I did my best to make them not only bright pink, but well manicured and far cleaner than what she started with. She seemed pleased. As I held her hand in mine and tried to file the nails down to a respectable length because they were far too hard to cut, I couldn’t help but think about what my sister had told me about hands. As I worked my way across the nail of each of her short, thick fingers, I thought about the history I had been told about her, specifically how her own son had tried to strangle her. Were these hands I was holding the same ones that pulled her own son’s hands off of her neck while trying to save her life? What else had these powerful hands done to protect the body that they were attached to? I wanted to sit back and hear all of her stories while holding her fight, her strength and her integrity in my own hands. These hands, that were her protectors, still honored her vanity and drew perfectly arched brows over sad brown eyes, and placed a gold hat that looked like a half-popped jiffy pop container on top of her neatly coiffed hair every morning before coming to the elder center.

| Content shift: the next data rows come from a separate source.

PR #6114, opened 2019-12-05
Update pagination docs to use keyset / seek method

### LINKED ISSUE #3743: Make client-side pagination a true recommendation
I heard from k yesterday that they thought pagination via offset/limit was slow and were looking for recommendations on what to do for large result sets.

I spoke with @jordanlewis and he recommended:
"Doing “client-side pagination” by retrieving a set of records with a limit, and then checking the index key of the last row, using that as an index constraint, and then running the query again
this is normal - not specific to cockroach"

Our current docs: https://www.cockroachlabs.com/docs/stable/selection-queries.html#limiting-row-count-and-pagination actually suggest the wrong solution for pagination.

The reason is that "offset doesn’t know anything smart - it has to get the same data as before, just skips the first n. You have to participate as a client by remembering the index key of the last result set you saw."

We should also reference that some databases offer a feature called cursors to do this. @andy-kimball mentioned that "cursors are generally not a great architecture as well b/c they force server to keep state. client side is way to go for pagination. server pagination just doesn't scale well"

Jordan also mentioned that "you run into trouble with a scale out system like cockroach - if your load balancer moves you to a different server for example the cursor will be lost"

Andy also mentioned that "sql server has cursors, and we spent a lot of time recommending customers not use them"

This way we can make it clear that client-side is the way to go and its not just because we don't have cursors.

rmloveland:
Summary of changes:

- Explain difference between keyset pagination and LIMIT/OFFSET
- Show examples of the former being fast and the latter being slow
- Show how to use EXPLAIN to check why the difference exists
- Add warning to LIMIT/OFFSET docs recommending keyset pagination
- ... all of the above for 19.1, 19.2, 20.1 docs

Fixes #3743

### DIFF
--- a/v19.1/limit-offset.md
+++ b/v19.1/limit-offset.md
@@ -26,6 +26,10 @@ as part of [`INSERT`](insert.html) or [`UPSERT`](upsert.html).
 `OFFSET` restricts the operation to skip the first `offset_value` number of rows.
 It is often used in conjunction with `LIMIT` to "paginate" through retrieved rows.
 
+{{site.data.alerts.callout_danger}}
+Using `LIMIT`/`OFFSET` to implement pagination can be very slow for large tables.  We recommend using [keyset pagination](selection-queries.html#pagination-example) instead.
+{{site.data.alerts.end}}
+
 For PostgreSQL compatibility, CockroachDB also supports `FETCH FIRST
 limit_val ROWS ONLY` and `FETCH NEXT limit_val ROWS ONLY` as aliases
 for `LIMIT`. If `limit_val` is omitted, then one row is fetched.
--- a/v19.1/selection-queries.md
+++ b/v19.1/selection-queries.md
@@ -337,26 +337,167 @@ LIMIT 5;
 
 ### Paginate through limited results
 
-If you want to limit the number of results, but go beyond the initial set, use `OFFSET` to proceed to the next set of results. This is often used to paginate through large tables where not all of the values need to be immediately retrieved.
+To iterate through a table one "page" of results at a time (also known as pagination) there are two options, only one of which is recommended:
+
+- Keyset pagination (**fast, recommended**)
+- `LIMIT` / `OFFSET` pagination (slow, not recommended)
+
+Keyset pagination (also known as the "seek method") is used to fetch a subset of records from a table quickly. It does this by restricting the set of records returned with a combination of `WHERE` and [`LIMIT`](limit-offset.html) clauses. To get the next page, you check the value of the column in the `WHERE` clause against the last row returned in the previous page of results.
+
+The general pattern for keyset pagination queries is:
 
 {% include copy-clipboard.html %}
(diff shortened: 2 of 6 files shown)


rmloveland:
@jordanlewis and @rafiss 

Since I think this pagination content is "app-dev" related:

Who's the best engineer to ask for a review?  Lots of opinions on the linked issue's thread.

rafiss:
I can do a review of this (at least from an app dev perspective).

rmloveland:
Thanks for the review @rafiss - I addressed your feedback in every case but one, where I had another question.

rmloveland:
kena <notifications@github.com> writes:

> So I think this conversation should be grounded properly by refering
> to what users usually expect, that is SQL cursors.
> CockroachDB does not support these but they are useful to set
> expectations right.
>
> A cursor is not much more than a long-standing transaction where the
> client can request more data from the same query through multiple
> (separate) statements.
>
> Importantly, cursors operate over a snapshot of the database at the
> moment the cursor is opened (it's possible to open non-consistent
> cursors but it's rarely used and also not always supported).
>
> So folk used to cursor already expect that pagination operates at a
> snapshot of the database established when the query starts.
>
> Bringing this back to CockroachDB, this means that it is a-OK to
> provide users with a feature that "anchors" the paginated read at some
> point in time, possibly slightly in the past (as long as it's not
> further in the past than the most recent statement in the same
> session).
>
> My opinion remains that proper pagination should be done using AOST
> with a follower read timestamp: this guarantees there won't be
> concurrent updates (and thus no risk of txn retries during the
> pagination), and also enables reads to access other replicas than the
> leaseholder. If necessary we can provide a feature to make such a
> paginated statement automatically wait for a small delay before
> starting the read, to ensure it will capture all the latest writes by
> the same session (or direct users to use pg_sleep() before their AOST
> query to achieve the same manually).

Thanks for providing this context Raphael.  I'll update this PR, then,
to show how to paginate with AOST and a follower read timestamp (or
~equivalent, since that's an enterprise feature) to mimic cursor-like
functionality.

rafiss:
I agree about recommending `AS OF SYSTEM TIME`. It also would not hurt to include a note that without `AS OF SYSTEM TIME`, the application should be aware that there could be missing/duplicated data during pagination.

rmloveland:
@rafiss thanks again for your review and comments.  I think the stuff you mentioned is in the latest push.

@knz since you shared some specific opinions, would you mind taking a look at the updates I just pushed?  [here is a direct link to the patch](https://github.com/cockroachdb/docs/pull/6114/commits/b7c31eeff17dc35d02c03609f9f3f9ccdabf2534).

I tried to capture the gist of what you said without bringing follower reads into it since those are an enterprise feature - went with '-1m' instead, since if I'm reading it right the current timestamp returned by `experimental_follower_read_timestamp()` is about 48s.

jseldess:
@rmloveland, looks like you can merge now?

PR #6115, opened 2019-12-05
Kerberos / GSSAPI docs initial update based on customer engagement

keith-mcclellan:
This format is all wrong but it has the additional info required to get started

### DIFF
--- a/v19.2/gssapi_authentication.md
+++ b/v19.2/gssapi_authentication.md
@@ -44,7 +44,7 @@ Copy the resulting keytab to the client machine. If you are connecting from mult
 
 ### MIT KDC
 
-In MIT KDC, you can't map a service principal to an SPN with a different user name, so you will need to create a service principal that includes the SPN for your client.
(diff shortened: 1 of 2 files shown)


v19.2/gssapi_authentication.md
```diff
@@ -103,16 +132,43 @@ The `cockroach sql` shell does not yet support GSSAPI authentication. You need t
 {{site.data.alerts.end}}
 
 1. Install and configure your Kerberos client.
+
+In CentOS/RHEL - `yum install krb5-user`
```
Amruta-Ranade: Is this specific for CentOS/RHEL? Do we have instructions for other systems?

keith-mcclellan: should be `apt-get install krb5-user`

jseldess:
@Amruta-Ranade, @keith-mcclellan, any updates on this PR?

v19.2/gssapi_authentication.md
Amruta-Ranade: Done.

PR #6116, opened 2019-12-05
make netlify/serve the same as `make cockroachdb`

mjibson:


mjibson:
We could do that, yes.

PR #10894, opened 2021-07-07
New location of roachtest remote file.

ianjevans:
`master` broke due to a change in `cockroach`'s roachtest location.


gemma-shay (approved):
LGTM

I felt honored to share such intimacy with these women while working on their nails and making them pretty and pink. The task at hand was the manicure, but I felt like I gained far more than what I gave. The simple pleasure of being with these beautiful, hard-working women who had experienced so much hardship in their lives, while holding their hands and letting their energy mingle with my own, was truly a gift.
Besides the fact that the polish was old and sticky, the women insisted on sitting right next to me rather than across from me, making for an awkward angle. There was also the frustration of working amidst swarms of flies. I later discovered that on the other side of the wall we were sitting, was a garbage dump. Struggles aside, it became one of my most treasured memories of my time in Peru.
My own hands, the same that so often had been told to put it down, leave it alone and stop picking at it, followed the rest of myself into a nail salon for a manicure the day before my oldest son’s wedding a few years ago. After the nail tech brought out the third wrong shade of pale pink, I had to leave because I started crying. No, that’s not a typo, crying. When I got home, my other son asked me if I got my hands all fixed up (boy speak for manicure). I told him no, that I had to leave because I started crying. He gave me an understanding look, held the gaze for a few seconds, then responded,
“You’re not ready for him to get married, are you?”
“Not really. I keep forgetting that he’s not 12 years old.”
Clearly this was not about the wedding, but rather was about my having to face, full on, the passage of time, which felt a lot faster than was comfortable.
It’s easier for me to be more accepting of my stubby fingers with rough cuticles and often less than perfectly manicured nails when I think of what these hands have done for me. The small hands they’ve held while crossing the street; the plants they’ve placed with hope into the dirt and the weeds they’ve pulled out in frustration; the family dog that they held while he was being put to sleep and the tears they wiped away for so many days that followed; the babies they’ve held through long sleepless nights; the wedding papers they signed and the divorce papers that followed 20 years later and the countless stories they’ve typed. I love them in all of their flawed imperfection as they represent my history, my life and my spirit in full view. How can that not evoke a crazy sense of pride and ownership? Dirty nails and all?